As the Middle East watches to see whether the ceasefire agreed between Israeli and Palestinian leaders will hold, the key figure on the Palestinian side may not be Yasser Arafat, but the man many believe is manoeuvring to succeed him, Marwan Barghouti.

The 41-year-old, moustachioed Mr Barghouti, as diminutive as Mr Arafat but a generation younger, has contradicted his nominal leader repeatedly in the past few days.

The Palestinian Authority president ordered his security men to implement the ceasefire deal reached at Sharm el-Sheikh. But Mr Barghouti, West Bank leader of Mr Arafat's Fatah party and chief of its armed wing, the Tanzim, has dismissed the agreement and called for the intifada, or uprising, to continue, though he uses the phrase "peaceful intifada", meaning demonstrations rather than armed attacks.

Israeli security sources say the Tanzim chief is leading a "quiet revolt" against 71-year-old Mr Arafat, leading them to question whether the Palestinian leader can deliver a ceasefire. But Mr Barghouti says he too is unable to order Palestinians to stop. The protests are routinely followed by clashes with Israeli soldiers, which led to more than 100 deaths in the past three weeks, nearly all Palestinian.

When Haaretz newspaper questioned whether he had control over the demonstrators, he said: "Israelis don't understand what a popular uprising is ... If I give an order to stop, they will stop? Are you mad?" Nor would he try to persuade them to quit. "We have reached the limit of our patience," he told the newspaper. "You, the Israelis, can't obtain peace without paying a price. You have to choose - either occupation or peace."
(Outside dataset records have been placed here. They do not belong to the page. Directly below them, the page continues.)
PR #110, opened 2018-07-31
Get flake8 errors to fail the build on Travis

lesteve:
This adds `set -e` to all bash scripts. My understanding is that using `set -e` in bash scripts is always a good idea: if one of the command fails you want to stop the script and exit with a non-zero exit code.

As mentioned in #106, flake8 is run in the JOBQUEUE=none build but does not fail the build.
Look at this [Travis build](https://travis-ci.org/dask/dask-jobqueue/jobs/406081574#L915) for an example where the flake8 has some errors but the Travis build stays green.

### DIFF
--- a/.travis.yml
+++ b/.travis.yml
@@ -41,14 +41,20 @@ env:
     - DOCKER_COMPOSE_VERSION=1.6.0
 
 before_install:
+  - set -e
   - pwd
   # Init jobqueue environment: load init and test methods
   - source ci/${JOBQUEUE}.sh
   - jobqueue_before_install
+  - set +e
 install:
+  - set -e
   - jobqueue_install
+  - set +e
 script:
+  - set -e
   - jobqueue_script
+  - set +e
 after_script:
   - jobqueue_after_script
 
--- a/ci/none.sh
+++ b/ci/none.sh
@@ -1,7 +1,5 @@
 #!/usr/bin/env bash
 
-set -e
-
 function jobqueue_before_install {
   # Install miniconda
   ./ci/conda_setup.sh
--- a/ci/none.sh
+++ b/ci/none.sh
@@ -1,5 +1,7 @@
 #!/usr/bin/env bash
 
+set -e
+
 function jobqueue_before_install {
   # Install miniconda
   ./ci/conda_setup.sh
--- a/ci/pbs.sh
+++ b/ci/pbs.sh
@@ -1,5 +1,7 @@
 #!/usr/bin/env bash
 
+set -e
+
 function jobqueue_before_install {
     docker version
     docker-compose version
--- a/ci/pbs.sh
+++ b/ci/pbs.sh
@@ -1,7 +1,5 @@
 #!/usr/bin/env bash
 
-set -e
-
 function jobqueue_before_install {
     docker version
     docker-compose version
--- a/ci/pbs/build.sh
+++ b/ci/pbs/build.sh
@@ -1,4 +1,7 @@
 #!/bin/bash
+
+set -e
+
 cd /src/pbspro
 ./autogen.sh
 ./configure -prefix=/opt/pbs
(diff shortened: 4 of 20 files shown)


lesteve:
The commits are a bit convoluted on purpose to double-check that this PR is doing what it says on the tin. Please select squash+merge if you are merging this PR! 

If I got this right this is what should happen:
- Travis status for the first commit should be green although I added a flake8 violation. This should reproduce the problem that indeed there is a problem with our CI setup.
- Travis status for the second commit should be red: flake8 violation should be detected
- Travis status for the third commit should be green: I reverted the flake8 violation

lesteve:
> Please select squash+merge if you are merging this PR!

To be perfectly honest, I would be in favour of only enabling squash+merge in the web UI!

lesteve:
At the moment, I can't get the Travis build to fail for some reason (second commit). Need to debug this a bit more ...

lesteve:
OK I think this seems to be failing as expected now. See this [Travis build](https://travis-ci.org/dask/dask-jobqueue/jobs/410327547#L937).

The problem was me trying to outsmart Travis by pushing multiple commits and stopping/restarting the Travis builds manually (related to the auto-cancel functionality being probably turned on for dask-jobqueue) ...

guillaumeeb:
Looks like there are side effects on sge builds 🙁.

I'm relieved that it did nothing to pbs and slurm ones though.

lesteve:
> In a perfect scripting world it would probably be true, but I'm a little afraid of what could happen here: failing docker images or so one.

Do you have an example where using `set -e` could be a problem? In my experience it is better to fail early and this is what `set -e` is doing. The only time I found `set -e` slightly annoying was when I had to do a grep in a script that potentially would not match anything (and so would exit with an exit code equal to 1) but there are work-arounds for this.

> Looks like there are side effects on sge builds slightly_frowning_face.

Hmmm good point I'll have a look.

guillaumeeb:
> Do you have an example where using set -e could be a problem?

Not right here, I can just tell that if I had used it in all the scripts I've written, a good part of them would probably fail 🙂, and this is probably not a good thing!

guillaumeeb:
Hm, it seems to trigger random failing in PBS too. 

From what I can see, there is not always files in /var/spool/pbs/spool/. Which is normal because PBS must remove or move those if everything is OK I think. It is probably a matter of how fast previous command are ran and if PBS had the time to do its internal things. Those commands were mainly to have some more informations if tests are failing though.

If we want to be OK with the `set -e` command, we probably need to use a `if directory not empty` before that, or remove the line. One example of problem we may encounter here.

lesteve:
Although Travis is green, I don't think this one should be merged quite yet.

Basically using `set -e` has unintended consequences in Travis. One that I bumped into with the random PBS failure: after_script failure should not mark the build as fail but it does when you use `set -e`. I was able to reproduce this unexpected behaviour on a toy project. This is probably loosely related to https://github.com/travis-ci/travis-ci/issues/3586#issuecomment-274585174.

lesteve:
I went for a less intrusive change, basically using `set -e` and `set +e` around the 
before_install, install and script steps directly in the .travis.yml.

About the impact of a "global" `set -e` in Travis I found similar comments:

https://github.com/travis-ci/docs-travis-ci-com/issues/1672#issuecomment-363230601
> It would be good to mention that using set -e inside .travis.yml itself may break things +1 Or to remind people to do set +e as soon as possible after set -e

https://github.com/travis-ci/docs-travis-ci-com/issues/1672#issuecomment-363234263
> warning Don't use set -e in .travis.yml, otherwise the build may stop unexpectedly because of benign non-zero status in internal travis scripts (see issue #1672).

lesteve:
I think we are good. Adding `set -e/set +e` in .travis.yml feels like the simplest solution.

guillaumeeb:
Merging this then, the soonner we have flake, the better!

The demonstrators were not soldiers "used to obeying orders", Mr Barghouti said. He insisted he was "loyal to the president [Yasser Arafat]", and their relations were "very good". But he added: "We are not soldiers. I am also active in politics."

From a family prominent in the West Bank town of Ramallah since British Mandate days, Mr Barghouti became politically active at Bir Zeit University, where he was president of the students' union.

Jailed and later expelled by Israel for his part in the first intifada from 1987 to 1993, he went to Tunis, where Mr Arafat was then in exile, and he was taken under his wing. But since the Oslo accords and the formation of the Palestinian Authority, he has frequently been critical of the corruption and authoritarianism of Palestinian ruling figures, many of whom were born in the refugee camps and had never lived in Palestine until the 1990s.

The "Oslo class" has been courting diplomatic backing and financial assistance, but Mr Barghouti has been nourishing his support on the streets, using the Tanzim as his power base. The violence that exploded three weeks ago was not only an expression of anger against Israel, but the result of frustration of ordinary Palestinians with their leaders, who accepted a peace process that seemed to benefit few outside their own ranks.

The Tanzim is considered to be responsible for most of the armed attacks on Israeli forces, leading to Israeli demands that the Tanzim be disarmed. But, among Palestinians, Mr Barghouti's standing has been enhanced, possibly at the expense of his main rival to succeed Mr Arafat, Jibril Rajoub, who, as head of the Palestinian Authority's Preventive Security Service, is an "outsider".

Mr Rajoub's job is to promise the Israelis the territories will be calmed, and to respond to their demands for the suppression of radical organisations such as Hamas and Islamic Jihad. But the Tanzim has been forging links with the radicals since the latest round of violence began. Many of its supporters were present at the funeral of a boy killed by arubber-coated bullet in Ramallah this week, and yesterday a demonstration in support of Hamas was held in the town.

Bassem Eid, a Palestinian human rights campaigner, said: "According to the street, there is a kind of revolt against Mr Arafat from his own movement. Mr Barghouti is challenging the Palestinian Authority. I think it's dangerous."